Give again, word for word, every line below from the one that has "DynamicLoader: Call libc's" through the one that has "ooh good fix, thanks", both included, and no others.

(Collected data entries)
╔══

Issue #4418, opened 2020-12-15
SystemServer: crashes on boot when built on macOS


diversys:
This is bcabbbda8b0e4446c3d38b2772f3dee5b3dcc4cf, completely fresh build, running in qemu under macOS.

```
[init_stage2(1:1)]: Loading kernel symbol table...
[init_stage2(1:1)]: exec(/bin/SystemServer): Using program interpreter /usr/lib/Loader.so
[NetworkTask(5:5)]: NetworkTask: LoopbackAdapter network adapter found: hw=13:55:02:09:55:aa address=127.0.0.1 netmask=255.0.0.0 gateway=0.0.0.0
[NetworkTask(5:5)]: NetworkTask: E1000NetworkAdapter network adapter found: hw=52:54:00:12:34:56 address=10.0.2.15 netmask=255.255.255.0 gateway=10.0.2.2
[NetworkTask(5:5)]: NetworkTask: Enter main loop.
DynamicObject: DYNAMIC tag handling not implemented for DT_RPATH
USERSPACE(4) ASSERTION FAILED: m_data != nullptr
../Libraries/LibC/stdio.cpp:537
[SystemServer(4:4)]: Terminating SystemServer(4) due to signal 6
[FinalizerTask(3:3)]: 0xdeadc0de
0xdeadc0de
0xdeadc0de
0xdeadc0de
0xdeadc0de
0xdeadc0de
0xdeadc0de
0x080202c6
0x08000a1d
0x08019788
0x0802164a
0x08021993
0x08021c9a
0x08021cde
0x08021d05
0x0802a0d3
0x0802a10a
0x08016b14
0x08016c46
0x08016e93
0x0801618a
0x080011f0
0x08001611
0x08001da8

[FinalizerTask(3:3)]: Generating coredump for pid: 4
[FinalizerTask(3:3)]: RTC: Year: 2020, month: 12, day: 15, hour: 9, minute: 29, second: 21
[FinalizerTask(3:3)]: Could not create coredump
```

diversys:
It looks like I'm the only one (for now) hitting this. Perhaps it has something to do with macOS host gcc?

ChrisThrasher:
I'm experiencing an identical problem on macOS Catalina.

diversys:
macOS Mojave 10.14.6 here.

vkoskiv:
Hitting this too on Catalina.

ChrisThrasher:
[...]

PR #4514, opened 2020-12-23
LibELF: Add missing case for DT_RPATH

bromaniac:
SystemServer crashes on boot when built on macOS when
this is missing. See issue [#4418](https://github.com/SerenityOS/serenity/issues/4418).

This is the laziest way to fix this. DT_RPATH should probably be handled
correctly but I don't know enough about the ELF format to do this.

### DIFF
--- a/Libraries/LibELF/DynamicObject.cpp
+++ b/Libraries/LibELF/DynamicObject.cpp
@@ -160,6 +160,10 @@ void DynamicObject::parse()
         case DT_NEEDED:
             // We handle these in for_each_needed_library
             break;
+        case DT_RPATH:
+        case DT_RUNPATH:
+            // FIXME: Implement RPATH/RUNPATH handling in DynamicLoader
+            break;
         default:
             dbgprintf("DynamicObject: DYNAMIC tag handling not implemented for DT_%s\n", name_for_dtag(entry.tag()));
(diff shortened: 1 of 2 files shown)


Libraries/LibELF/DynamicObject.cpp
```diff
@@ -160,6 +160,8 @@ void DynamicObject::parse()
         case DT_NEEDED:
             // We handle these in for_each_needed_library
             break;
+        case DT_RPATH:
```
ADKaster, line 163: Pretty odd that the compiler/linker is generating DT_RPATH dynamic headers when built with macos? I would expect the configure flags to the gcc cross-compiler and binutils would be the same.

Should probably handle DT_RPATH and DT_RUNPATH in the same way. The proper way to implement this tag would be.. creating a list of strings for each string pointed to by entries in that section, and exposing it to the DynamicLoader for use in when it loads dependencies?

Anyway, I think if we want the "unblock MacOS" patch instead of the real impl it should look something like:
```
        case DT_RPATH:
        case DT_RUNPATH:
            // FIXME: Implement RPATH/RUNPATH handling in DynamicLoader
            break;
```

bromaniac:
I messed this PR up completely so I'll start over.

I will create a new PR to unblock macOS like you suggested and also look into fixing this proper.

╚══
╔══

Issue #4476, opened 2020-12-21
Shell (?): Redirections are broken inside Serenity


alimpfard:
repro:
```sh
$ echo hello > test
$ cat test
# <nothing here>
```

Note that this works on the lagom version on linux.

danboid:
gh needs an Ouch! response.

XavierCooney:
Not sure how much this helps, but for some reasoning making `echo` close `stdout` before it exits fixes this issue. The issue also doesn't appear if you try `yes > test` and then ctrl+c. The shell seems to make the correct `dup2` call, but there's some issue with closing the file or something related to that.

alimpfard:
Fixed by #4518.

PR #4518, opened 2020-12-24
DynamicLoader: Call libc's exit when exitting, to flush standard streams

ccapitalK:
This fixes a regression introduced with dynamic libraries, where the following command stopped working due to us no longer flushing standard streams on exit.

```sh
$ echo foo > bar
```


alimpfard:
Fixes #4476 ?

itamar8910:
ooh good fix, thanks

╚══

RESPONSE AREA
DynamicLoader: Call libc's exit when exitting, to flush standard streams

ccapitalK:
This fixes a regression introduced with dynamic libraries, where the following command stopped working due to us no longer flushing standard streams on exit.

```sh
$ echo foo > bar
```


alimpfard:
Fixes #4476 ?

itamar8910:
ooh good fix, thanks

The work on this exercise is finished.